Young Brooklyn-based artist Bradley Pitts is another to have taken advantage of Peljhan’s parabolic flight program. His “Singular Oscillations: Playback” is a multichannel video installation documenting a flight in which he moved through the variable gravity environment naked while blocking his eyes and ears to lose any sense of orientation and experience a completely free floating, unencumbered bodily existence.
Pitts, who was trained as an aerospace engineer and worked for a time at NASA, later recounted the experience to a former astronaut and asked him if he had ever floated naked himself. The astronaut was defensive at first but later admitted, in a letter that is included in the installation, that he had and that the experience had been remarkable.

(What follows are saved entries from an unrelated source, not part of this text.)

PR #557, opened 2017-12-29
fixes #4917 - add active directory realm provider

timogoebel:
This is an attempt to add active directory as a core realm provider to smart-proxy.

This is a port of [smart_proxy_realm_ad_plugin](https://github.com/martencassel/smart_proxy_realm_ad_plugin).

To interact with active directory, this used the [radcli gem](https://github.com/martencassel/radcli). The gem is not available on rubygems for now and should probably be reviewed as well. I have no real knowledge of the C programming language, so I can't say anything about it. We might want to consider moving it to the foreman org and maintaining it there. But that's just a bold suggestion :-)

I'm opening this for discussion. Please let me know your thoughts.

cc: @martencassel

### DIFF
--- a/bundler.d/realm_ad.rb
+++ b/bundler.d/realm_ad.rb
@@ -1,0 +1,3 @@
+group :realm_ad do
+  gem 'radcli'
+end
--- a/config/settings.d/realm.yml.example
+++ b/config/settings.d/realm.yml.example
@@ -4,4 +4,5 @@
 
 # Available providers:
 #   realm_freeipa
+#   realm_ad
 :use_provider: realm_freeipa
--- a/config/settings.d/realm_ad.yml.example
+++ b/config/settings.d/realm_ad.yml.example
@@ -1,0 +1,24 @@
+---
+# Authentication for Kerberos-based Realms
+:realm: EXAMPLE.COM
+
+# Kerberos pricipal used to authenticate against Active Directory
+:principal: realm-proxy@EXAMPLE.COM
+
+# Path to the keytab used to authenticate against Active Directory
+:keytab_path:  /etc/foreman-proxy/realm_ad.keytab
+
+# FQDN of the Domain Controller
+:domain_controller: dc.example.com
+
+# Optional: OU where the machine account shall be placed
+#:ou: OU=Linux,OU=Servers,DC=example,DC=com
+
+# Optional: Prefix for the computername
+#:computername_prefix: ''
+
+# Optional: Generate the computername by calculating the SHA256 hexdigest of the hostname
+#:computername_hash: false
+
+# Optional:  use the fqdn of the host to generate the computername
+#:computername_use_fqdn: false
--- a/lib/smart_proxy_main.rb
+++ b/lib/smart_proxy_main.rb
@@ -79,6 +79,7 @@ module Proxy
   require 'bmc/bmc'
   require 'realm/realm'
   require 'realm_freeipa/realm_freeipa'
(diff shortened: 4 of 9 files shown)


martencassel:
The plugin was first started as a pull request: https://github.com/theforeman/smart-proxy/pull/480
but i've moved it out into a plugin project.
 
It was decided at that time to have this realm provider as a plugin outside smart-proxy. You have to maintain this code and the dependent radcli ruby extension.

 cc: @witlessbird

lzap:
We already took ownership of a rubygem with C extension (https://github.com/theforeman/ruby-newt) so helping with maintaining is not bold suggestion at all, that is fine. What's actually bold is making this a core feature - the flexibility of deciding not to install C code without active maintainer is key. We had couple of ugly memory leaks caused by C extension (openscap), the same happened with newt (not a smart-proxy feature tho but same problems). There are not many of us with deep C knowledge and it was a pain to troubleshoot those, so ability to decide not to ship a plugin is important.

I would like to suggest this to be a plugin for better flexibility. This is highly requested feature and I am pretty sure that the plugin will shortly become a core plugin, thus I suggest creating theforeman github repos for both plugin and the dependency. I have to say that this is more downstream discussion, but we are transparent - ability to ship one another downstream release without this plugin until we are sure it is stable enough would be great - @ohadlevy @ares @iNecas

timogoebel:
> I suggest creating theforeman github repos for both plugin and the dependency

Thanks for your comment, @lzap.
This approach would be fine for me as well. Just to clarify: I don't insist on this plugin being in smart-proxy core, I just want to move things forward and make it easy for users to actually use this (e.g. packaging, CI tests, puppet module support, the whole package). This wasn't trivial to find or use, which is a pity as @martencassel probably invested a lot of time in this and this is a really useful feature if you have AD around.

martencassel:
I agree, its very hard to find and start using this plugin solution.
 I'm currently working to improve this and for a starter i've published the radcli library and the plugin as a rubygem.  We need a guide on how to set this up.

dmitri-d:
Please keep this module (this also applies to all new modules) out of smart-proxy core. 

@martencassel: if you'd like we can chat about moving your provider into theforeman github organization. Regardless of whether AD provider is or isn't under theforeman org, it should be listed on foreman wiki (if it isn't already). I'll update the page tomorrow.

martencassel:
@witlessbird sounds good, we can do that.

timogoebel:
> Please keep this module (this also applies to all new modules) out of smart-proxy core.

@witlessbird: I do agree, that this policy makes sense. Should we add this to the README in this repo so it's easier to find?

> for a starter i've published the radcli library and the plugin as a rubygem

This is a great start. I'll open rpm packaging PRs tomorrow and a PR for the puppet module. I basically have the code ready.

timogoebel:
I opened pull requests for packaging and the puppet modules (https://github.com/theforeman/puppet-foreman_proxy/pull/396).

ekohl:
I agree this doesn't have to be in core but the packaging and installer changes are great. I also wouldn't mind moving the plugin to the foreman namespace but that's up to @martencassel.

martencassel:
It's ok with me to move my plugin repo into the foreman namespace.

dmitri-d:
@martencassel: I'm in PST timezone now, will try to catch you online tomorrow morning.

dmitri-d:
Closing the PR, as the smart_proxy_realm_ad_plugin repository has been moved under theforeman github organization.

“I took this as a kind of confession,” Pitts recounts, “that things like this are happening and have been happening in the space program — because we’re sending humans! — but they always get marginalized and pushed off to the side. That’s what I think is exciting about the development of space tours and things like this: The true humanity of the endeavor can rise to the surface and become the mission rather than being a byproduct that is glossed over to get to the data.”
On a more poetic note, Germany’s Agnes Meyer-Brandis established the Moon Goose Colony, a quasi-scientific experiment, presented here in the form of a film, in which she raised a flock of geese with the intention of teaching them to fly to the moon. (The premise is an allusion to “The Man in the Moone,” an early 17th century book by the English bishop Francis Godwin.)

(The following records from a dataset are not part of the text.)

PR #561, opened 2018-01-16
Fixes #22292 - Config option for tftp timeout

parthaa:
Smart proxy TFTP plugin uses wget to download initrd, vmlinuz,
squash.img etc. It by default uses a connection/dns and read timeout of 10 seconds.

This commit enables one to the set the individual time outs via config
options. If these options are not set the code assumes the default 10s.

### DIFF
--- a/config/settings.d/tftp.yml.example
+++ b/config/settings.d/tftp.yml.example
@@ -5,3 +5,15 @@
 #:tftproot: /var/lib/tftpboot
 # Defines the TFTP Servername to use, overrides the name in the subnet declaration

Free Enterprise: The Art of Citizen Space Exploration
Opens Jan. 19 and runs through May 18 at UCR ARTSblock, located in the 3800 block of Main Street in downtown Riverside.
A panel discussion on the exhibit is scheduled Saturday, Jan. 19, from 3 p.m. to 5 p.m., with an opening reception to follow from 6 p.m. to 9 p.m. Both events are free and open to the public.

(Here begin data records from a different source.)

PR #562, opened 2018-01-17
Fixes #22304 - Allow Puppet 5.x in bundle

mmoll:


mmoll:
in another PR I'll change the test matrix for develop to be the same as 1.17, after this got in.

dmitri-d:
Thanks, @mmoll, merged!

PR #565, opened 2018-01-27
Fixes #22435 - Switch to to_json for FreeIPA

ehelms:
On current Puppet 4, pretty_generate calls fail for types like string
and boolean. This is in part due to Puppet 4 requiring json_pure
~> 1.8.

### DIFF
--- a/modules/realm_freeipa/provider.rb
+++ b/modules/realm_freeipa/provider.rb
@@ -76,10 +76,10 @@ module Proxy::FreeIPARealm
         result = do_host_modify(hostname, setattr)
       end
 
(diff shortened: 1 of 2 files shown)


ehelms:
The current CI tests due not show this error because they are testing Puppet 4.4.0. At the time, Puppet 4.4.0 required ANY json_pure. Newer versions of Puppet 4 lock down json_pure to ~> 1.8.

dmitri-d:
[test]

ehelms:
Closing as this was in my environment, I had locked the json gem to 1.8.6 which does lead to a breakage but in reality this dependency is free to roam.

PR #567, opened 2018-02-13
Fixes #22496 - use common free_ips code in ms dhcp provider

dmitri-d:


lzap (approved):
I am not able to test but looks good!

dmitri-d:
* added a default value for ```blacklist_duration_minutes``` setting

lzap:
Mind adding it to example yaml config file?

dmitri-d:
We don't advertise this setting for dhcp_isc modules -- it was introduced "just in case", with the idea that shouldn't need to touch it. I think the same reasoning applies here as well.

lzap:
Ok, I don't want to merge untested patches, but ping me if you need me to hit the button!

dmitri-d:
@lzap: fwiw, I tested it in my windows VM -- seems to be working ok.

lzap:
Good test coverage, I am pretty confident here. Thanks.

PR #568, opened 2018-02-22
Fixes #22651 - extend dhcpd config parser support for "include"'s

dmitri-d:
"include" statements inside "shared_network" blocks are supported now.


lzap (approved):
WFM

PR #569, opened 2018-02-27
Fixes #22704 - handle dhcpd's "never" expiring leases

dmitri-d:


lzap:
Hehe, 2038-01-19 03:14:07 UTC is far enough :-) Thanks.

PR #571, opened 2018-03-27
Fixes #23031 - parse server duid's with nested double quotes

dmitri-d:


ekohl (approved):

modules/dhcp_common/isc/configuration_parser.rb
```diff
@@ -209,10 +209,11 @@ def server_duid
           Rsec::Fail.reset
           keyword = word('server-duid').fail 'keyword_server_duid'
           anything = /[^;,{}\s]+/.r
+          literal = /"([^"]|\")*"/.r
```
lzap, line 212: It looks like ISC configuration parser treats all strings like that, isn't cleaner to use this in `LITERAL` constant?

https://github.com/42wim/isc-dhcp/blob/f54a146c7fe88889d60f0c1aa8e6f04707f95223/common/conflex.c#L512

lzap:
If it won't break our tests, I think we should go with:

    LITERAL = /"([^"]|\")*"/.r

Single quotes do not appear to be supported by the parser, if I am looking into the correct place in the codebase. https://lists.isc.org/pipermail/dhcp-users/2011-February/013135.html

dmitri-d:
I think the ultimate goal  should be parsing strings the same way as dhcpd's parser does. Unfortunately, I don't think it is doable using a non-monstrous regex (if at all). The reason I didn't reuse the regex the way you are suggesting is that it will also match comma-separated strings as one string, which breaks the parser.

DUID is an outlier, as majority of the strings are host or option names and values, I think we are pretty safe with the fix in the PR. I'll add extending rsec parser with a custom string parser as a feature to smart-proxy's backlog.

lzap (approved):
Ok that's good. Thanks.

mark-wagner:
I think a similar change will be needed for the uid within a lease.

lzap:
I also think doing this for all strings won't hurt, the ISC parser does seem to work that way.

alvinstarr:
I believe that  literal should be  `literal = /"([^"]|\\")*"/.r`
The patch you suggested is in the version of 1.17 that I have installed but I was still getting duid errors until I added the second \.
I am really unfamiliar with ruby so I may well be wrong.

mark-wagner:
@alvinstarr that regexp doesn't work for. Here is the uid that was tripping me up:

`uid "\001X\357h}g\""`

http://rubular.com/r/gqxRXXs1YZ

The regexp in https://stackoverflow.com/questions/249791/regex-for-quoted-string-with-escaping-quotes seems to work but may have other problems.

http://rubular.com/r/vRvdrzFYxe

dmitri-d:
Please see my comment above. Feel free to experiment, but please run tests before proposing a fix. Please also note complicated regular expressions will be rejected.

alvinstarr:
This may be better 
`"([^\\"]|\\.)*"`
I believe the string consists of:
char - a single character
\### - 3 digits 0-7 for octal characters
\char - an escaped character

Free Enterprise” is comprised of 25 artists, collectives, organizations, and initiatives, which includes several commissions for the exhibition and additions to the permanent collections at UCR ARTSblock. A variety of media will be represented: drawing, photography, video, sculpture, painting, and artifacts by: The Arts Catalyst (London, U.K.), Lowry Burgess (Pittsburgh, PA), Center for Land Use Interpretation (Culver City, CA), Richard Clar (Paris/Los Angeles), Skeith De Wine (Santa Ana, CA), Kitsou Dubois (Paris), eteam (New York), European Space Agency Topical Team Arts and Science (international participants), Final Frontier Design (New York), Cultural Center of European Space Technologies / KSEVT (Vitanje, Slovenia), Agnes Meyer-Brandis (Berlin), MIR – Microgravity Interdisciplinary Research (international participants), Forrest Myers (New York), Trieste Constructivist Cabinet (Italy/Slovenia), Nejc Trošt (Slovenia/Houston, TX), Trevor Paglen (New York), Carrie Paterson (Los Angeles), Frank Pietronigro (San Francisco), Bradley Pitts (New York), Cosmokinetial Kabinet Noordung – Postgravityart (Ljubljana, Slovenia), Projekt Atol Flight Operations (Santa Barbara, CA and Ljubljana, Slovenia), Connie Samaras (Los Angeles), Christian Waldvogel (Zurich, Switzerland), Arthur Woods (Zurich, Switzerland), and XCOR Aerospace, Inc. (Mojave, CA).